図１は、ＳＤ雄ラットの脂肪細胞におけるゲニステイン及びL-カルニチンの脂肪分解効果を示すグラフである。図２は、本発明による肥満改善剤を使用することによって、肝臓でのCPT-1の発現が増加することを示すノーザンブロット(Northern blot)である。A：高脂肪食餌B：高脂肪食餌＋L-カルニチン(0.2%)C：高脂肪食餌＋ゲニステイン(0.2%)D：高脂肪食餌＋L-カルニチン(0.2%)＋ゲニステイン(0.2%)E：高脂肪食餌＋ゲニステイン(0.4%) 図３は、本発明による肥満改善剤を使用することによって、肝臓でのCPT-1の発現が増加することを示す濃度測定(densitometry)グラフである。HFD：高脂肪食餌(High fat diet)CA：L-カルニチンGE：ゲニステイン

Claims

L-カルニチンとゲニステインとが混合された有効成分を全体組成物の総重量に対して２０〜５０重量%含有することを特徴とする、ＣＰＴ-１遺伝子の発現を増加させる経口用肥満改善用医薬組成物。

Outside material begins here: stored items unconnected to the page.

PR #1080, opened 2020-09-17
fix: relative time filter should use the correct $post object

dkoo:
# All Submissions:

This updates the `get_the_date` filter callback `newspack_convert_to_time_ago` to use the `$post` object returned by the filter, rather than the global `$post`. The global `$post` causes this filter to output the formatted date from the main post query object for all post dates rendered on a given page.

Closes https://github.com/Automattic/newspack-plugin/issues/671.

1. Before checking out this branch, go to Jetpack > Settings > Traffic and ensure that the Related Posts module is turned on.
2. Visit a single post while logged in, then click Customize from the admin toolbar.
3. Go to Related Posts and turn ON the "show date" option.
4. Still in the Customizer, go to Theme Settings and turn ON the “Use "time ago" date format” option. Set the cut-off option to something long enough that it will affect the posts in your environment.
5. View a single post that has a publish date within the cut-off time (so that it shows the relative date).
6. Scroll down to the Related Posts module and observe that the relative publish dates shown for all related posts incorrectly match the publish date of the main post.
7. Check out this branch and refresh the post. Now observe that the publish dates shown for each related post match the publish date for that post, rather than the main post.

### Other information:

### DIFF
--- a/newspack-theme/footer.php
+++ b/newspack-theme/footer.php
@@ -17,7 +17,7 @@
 
 	<footer id="colophon" class="site-footer">
 
-		<?php remove_filter( 'get_the_date', 'newspack_convert_to_time_ago', 10, 2 ); ?>
+		<?php remove_filter( 'get_the_date', 'newspack_convert_to_time_ago', 10, 3 ); ?>
 		<?php get_template_part( 'template-parts/footer/footer', 'branding' ); ?>
 		<?php get_template_part( 'template-parts/footer/footer', 'widgets' ); ?>
 
--- a/newspack-theme/inc/template-functions.php
+++ b/newspack-theme/inc/template-functions.php
@@ -540,8 +540,7 @@ function newspack_the_custom_logo() {
 /**
  * Change date to 'time ago' format if enabled in the Customizer.
  */
-function newspack_convert_to_time_ago( $post_time, $format ) {
-	global $post;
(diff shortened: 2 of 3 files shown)


jeffersonrabb (changes requested):
I'm getting this fatal when navigating to a date archive page:

```
PHP Fatal error:  Uncaught ArgumentCountError: Too few arguments to function newspack_convert_to_time_ago(), 2 passed in /srv/www/wordpress-simple/public_html/wp-includes/class-wp-hook.php on line 289 and exactly 3 expected in /srv/www/newspack-repos/newspack-theme/newspack-theme/inc/template-functions.php:543
```

Looks like the accepted args parameter needs to be raised to 3 every time a filter is added or removed with `newspack_convert_to_time_ago` as the callback. This issue is in:

https://github.com/Automattic/newspack-theme/blob/fix/relative-time-filter/newspack-theme/footer.php
https://github.com/Automattic/newspack-theme/blob/fix/relative-time-filter/newspack-theme/sidebar.php
https://github.com/Automattic/newspack-theme/blob/fix/relative-time-filter/newspack-theme/inc/template-functions.php

dkoo:
> Looks like the accepted args parameter needs to be raised to 3 every time a filter is added or removed with `newspack_convert_to_time_ago` as the callback.

Ack, good catch! Fixed in af062dc.

jeffersonrabb (approved):
That did the trick!

PR #99, opened 2020-01-24
Allow passing md5 and sha1 for files and adds to content metadata.

justinlittman:
## Why was this change made?
To allow MD5 to be passed when depositing Google Books.

Yes, openapi.yml.

### DIFF
--- a/openapi.yml
+++ b/openapi.yml
@@ -302,6 +302,10 @@ components:
           type: string
         hasMimeType:
           type: string
+        hasMessageDigests:
+          type: array
+          items:
+            $ref: '#/components/schemas/MessageDigest'
         administrative:
           $ref: '#/components/schemas/FileAdministrative'
         access:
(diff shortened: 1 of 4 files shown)


openapi.yml
```diff
@@ -387,6 +391,22 @@ components:
           example: Searchworks
         release:
           type: boolean
+    MessageDigest:
+      description: The output of the message digest algorithm.
+      type: object
+      properties:
+        type:
```
jcoyne: Please add this (or ticket) to the cocina-models project.

openapi.yml
```diff
@@ -302,6 +302,10 @@ components:
           type: string
         hasMimeType:
           type: string
+        hasMessageDigests:
```
jcoyne: how about `hasFixity` (to follow premis) instead?

openapi.yml
```diff
@@ -387,6 +391,22 @@ components:
...
+      description: The output of the message digest algorithm.
+      type: object
+      properties:
+        type:
+          description: The algorithm that was used
+          type: string
+          enum:
+            - md5
+            - sha1
+        digest:
```
jcoyne: Can we call this `value` instead to conform to premis (circa-2017) which uses `rdf:value`?

justinlittman:
@jcoyne These were from cocina: https://github.com/sul-dlss/cocina-models/blob/master/docs/maps/File.json#L35-L52

PR #105, opened 2020-01-29
Sets use attribute on file if html file has hOCR element

### LINKED ISSUE #45: Add role=transcription for hOCR files
in the contentMetadata.

jermnelson:
## Why was this change made?
To set the use attribute in `contentMetadata.mxl` if a file is HTML and has an hOCR meta element.
Closes #45 

n/a

### DIFF
--- a/app/services/content_metadata_generator.rb
+++ b/app/services/content_metadata_generator.rb
@@ -59,6 +59,7 @@ class ContentMetadataGenerator
       file_node['publish'] = publish_attr(cocina_file)
       file_node['shelve'] = shelve_attr(cocina_file)
       file_node['preserve'] = preserve_attr(cocina_file)
+      ocr?(cocina_file) ? file_node['use'] = 'transcription' : ''
       cocina_file.fetch('hasMessageDigests', []).each do |message_digest|
         file_node.add_child(create_checksum_node(message_digest['type'], message_digest['digest']))
       end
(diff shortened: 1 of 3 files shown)


app/services/content_metadata_generator.rb
```diff
@@ -77,6 +78,17 @@ def preserve_attr(cocina_file)
     cocina_file.fetch('administrative').fetch('sdrPreserve') ? 'yes' : 'no'
   end
 
+  def ocr?(cocina_file)
+    if cocina_file.fetch('hasMimeType') == 'text/html'
+      # finds file in @file_names, parses HTML with Nokogiri for hOCR tags to return
+      # true if found
+      file_path = file_names.fetch(cocina_file.fetch('filename'))
+      doc = Nokogiri::HTML(File.open(file_path))
+      return true unless doc.css("meta[@name='ocr-capabilities']").empty?
```
jermnelson: Based on http://kba.cloud/hocr-spec/1.2/#metadata, the `ocr-capabilities` metadata element must be present for hOCR. We could also use `ocr-system` metadata element as well.

jermnelson:
> I think this might be better done in google-books. Then we can just send that use attribute without having to inspect the file contents.

Should issue #45 be transferred to Google books then? I can pick it up there.

jcoyne:
@jermnelson sure, go ahead.

jermnelson:
Issue moved to [sul-dlss/google-books #196](https://github.com/sul-dlss/google-books/issues/196) via [**ZenHub**](https://www.zenhub.com/)

jcoyne:
@jermnelson I still think we need a lot of this, we just should expect the source to be a cocina model attribute like 'preserve', 'shelve' and 'publish'.

PR #106, opened 2020-01-29
Remove outdated uploads on a schedule

### LINKED ISSUE #97: add a sweeper to remove uploads that are older than 7 days
Presumably these were deposits that failed after uploading files but before creating metadata.

mjgiarlo:
Fixes #97

## Why was this change made?

Includes:
* Add a new sweeper service that selects records to be swept based on an injectable strategy, defaulting to an empty set
* Add a null upload selection strategy and an outdated upload selection strategy
* Sweep uploads every day on a schedule
* Add configuration to allow setting a default "older than" date for determining which uploads to remove and a value to control ActiveRecord batch size for `AS::Blob`s
* Update cocina-models and dor-services-client (opportunistic upgrades)

No.

### DIFF
--- a/app/services/select_no_uploads_strategy.rb
+++ b/app/services/select_no_uploads_strategy.rb
@@ -1,0 +1,21 @@
+# frozen_string_literal: true
+
+# A strategy class that selects no uploads: a null strategy, if you will. Used
+# by the `DirectUploadsSweeper`
+class SelectNoUploadsStrategy
+  # @return [ActiveRecord::Relation]
+  def self.select
+    new.select
+  end
+
+  # @return [ActiveRecord::Relation]
+  def select
+    active_record_class.none
+  end
+
+  private
+
+  def active_record_class
+    ActiveStorage::Blob
+  end
+end
--- a/app/services/select_outdated_uploads_strategy.rb
+++ b/app/services/select_outdated_uploads_strategy.rb
@@ -1,0 +1,42 @@
+# frozen_string_literal: true
+
+# A strategy class that selects uploads older than a given or configured date.
+# Used by the `DirectUploadsSweeper`
+class SelectOutdatedUploadsStrategy
+  # @param [Integer] days_ago an integer representing the number of days before which uploads will be selected
+  # @return [ActiveRecord::Relation]
+  def self.select(days_ago: default_days_ago)
+    new(days_ago: days_ago).select
+  end
+
+  # @return [Integer]
+  def self.default_days_ago
+    Settings.sdr_api.days_after_which_to_remove_uploads
+  end
+
+  attr_reader :days_ago
+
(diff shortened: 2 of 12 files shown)


config/settings.yml
```diff
@@ -1,3 +1,7 @@
+sdr_api:
+  sweep_uploads_older_than: '7 days ago'
```
jcoyne: Can we make this an integer and get rid of the dependency on chronic?

app/services/select_no_uploads_strategy.rb
```diff
@@ -0,0 +1,21 @@
...
+
+  # @return [ActiveRecord::Relation]
+  def select
+    active_record_class.none
+  end
+
+  private
+
+  def active_record_class
+    @active_record_class ||= ActiveStorage::Blob
```
jcoyne: why an ivar here? There's no way to set this to anything else. Can this just return a const?

app/services/select_outdated_uploads_strategy.rb
```diff
@@ -0,0 +1,49 @@
...
+    # Parse to Time instance if not already passed a date/time-like object
+    Chronic.parse(date_time_representation)
+  end
+
+  def default_before_date
+    self.class.default_before_date
+  end
+
+  def active_record_class
+    @active_record_class ||= ActiveStorage::Blob
```
jcoyne: why ivar?

config/settings.yml
mjgiarlo: @jcoyne I pondered that, but... what would the integer mean? # of days? What if we want to switch to two weeks, for example? On one hand, I like being able to push changes like this by changing configuration alone, which wouldn't be possible if we switch this to an integer. On the other hand, changing days to weeks (or months or whatever) an easy code change.

app/services/select_no_uploads_strategy.rb
mjgiarlo: Not needed, will make the change you suggest.

app/services/select_outdated_uploads_strategy.rb
mjgiarlo: Not needed, will make the change you suggest.

app/services/select_no_uploads_strategy.rb
mjgiarlo: Done.

app/services/select_outdated_uploads_strategy.rb
mjgiarlo: Done.

config/settings.yml
mjgiarlo: @jcoyne FWIW, the `whenever` gem already adds `chronic` as a dependency. Still worth making this change?

mjgiarlo: done.

PR #111, opened 2020-01-31
Add a registered by tag (like Argo does)

jcoyne:
## Why was this change made?

So we can see who is using this service.

n/a

### DIFF
--- a/app/services/administrative_tags.rb
+++ b/app/services/administrative_tags.rb
@@ -2,13 +2,13 @@
 
 # Return a list of administrative tags for a given type URI
 class AdministrativeTags
-  def self.for(type:)
+  def self.for(type:, user:)
     case type
     when Cocina::Models::Vocab.book
       # NOTE: For now, we assume all books are LTR until we learn how to discern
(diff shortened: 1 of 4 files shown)


app/services/administrative_tags.rb
```diff
@@ -2,13 +2,13 @@
...
 class AdministrativeTags
-  def self.for(type:)
+  def self.for(type:, user:)
     case type
     when Cocina::Models::Vocab.book
       # NOTE: For now, we assume all books are LTR until we learn how to discern
       #       otherwise. See related issue:
       #       https://github.com/sul-dlss/google-books/issues/184
-      ['Process : Content Type : Book (ltr)'].freeze
+      ['Process : Content Type : Book (ltr)', "Registered By : #{user}"].freeze
```
mjgiarlo: I assume we'll want this tag for all work types, not just books, but I'm OK with this string living here for the time being.

jcoyne: yes, I figure we'll add more cases as the need arises.

PR #120, opened 2020-02-04
Adds use attribute for generating contentMetadata role

jermnelson:
## Why was this change made?
Adds the `use` attribute for generating the contentMetadata *role='transcription* for issue [#197](https://github.com/sul-dlss/google-books/issues/197) in Google Books. 

Yes


app/services/content_metadata_generator.rb
```diff
@@ -60,6 +60,7 @@ def create_file_node(id, cocina_file)
       file_node['publish'] = publish_attr(cocina_file)
       file_node['shelve'] = shelve_attr(cocina_file)
       file_node['preserve'] = preserve_attr(cocina_file)
+      cocina_file.key?('use') ? file_node['role'] = cocina_file.fetch('use') : nil
```
jcoyne:
```suggestion
      file_node['role'] = cocina_file.fetch('use') if cocina_file.key?('use')
```

jcoyne: Suggested this, because the `nil` value from the ternary wasn't used.

jermnelson: Done.

Issue #122, opened 2020-02-10
If embargoReleaseDate is set create an embargoMetadata datastream


jcoyne:
See https://github.com/sul-dlss/cocina-models/blob/master/lib/cocina/models/dro.rb#L35

Call this method: https://github.com/sul-dlss/dor-services/blob/master/lib/dor/models/concerns/embargoable.rb#L29-L31

justinlittman:
If embargoReleaseDate is set in what?

mjgiarlo:
@jcoyne Does this mean we need to add the `dor-services` gem to `sdr-api`, or that work should be done in `dor-services-app` (and `sdr-api` would integrate w/ it via a related change in `dor-services-client`? I would hope the latter.

jcoyne:
@mjgiarlo I don't know. I was just extracting this from sul-dlss/google-books#268

@justinlittman The deposit request in sdr-client should add this property here: https://github.com/sul-dlss/sdr-client/blob/master/lib/sdr_client/deposit/request.rb#L34 to follow the Cocina JSON schema: https://github.com/sul-dlss/cocina-models/blob/master/docs/maps/DRO.json#L89

justinlittman:
Embargo release date is already in the SDR API openapi.yml: https://github.com/sul-dlss/sdr-api/blob/master/openapi.yml#L196

PR #123, opened 2020-02-14
Switches to submitting cocina model when creating object.

justinlittman:
refs https://github.com/sul-dlss/sdr-api/issues/122

## Why was this change made?
So that SDR API creates an object using cocina model.

No.


mjgiarlo:
Can you take a look as well, @jcoyne ?

PR #133, opened 2020-02-20
Limited committee to API.

justinlittman:
## Why was this change made?
So that only the API is checked by committee.

Yes.

### DIFF
--- a/openapi.yml
+++ b/openapi.yml
@@ -24,40 +24,7 @@ tags:
     description: Digital Repository Objects
   - name: files
     description: upload binary files
-  - name: monitoring
-    description: Monitoring and health checks
 paths:
-  /status:
-    get:
-      tags:
-        - monitoring
-      summary: View default healthcheck information
-      responses:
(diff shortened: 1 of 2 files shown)


openapi.yml
```diff
@@ -24,40 +24,7 @@ tags:
     description: Digital Repository Objects
   - name: files
     description: upload binary files
-  - name: monitoring
-    description: Monitoring and health checks
 paths:
-  /status:
```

有効成分としてL-カルニチンとL-カルニチンの含量より少ないゲニステインとが混合されていることを特徴とする、請求項１に記載のＣＰＴ-１遺伝子の発現を増加させる経口用肥満改善用医薬組成物。
組成物の剤型が錠剤、カプセル剤、軟カプセル剤、丸剤、又は顆粒剤であることを特徴とする、請求項１又は２に記載のＣＰＴ-１遺伝子の発現を増加させる経口用肥満改善用医薬組成物。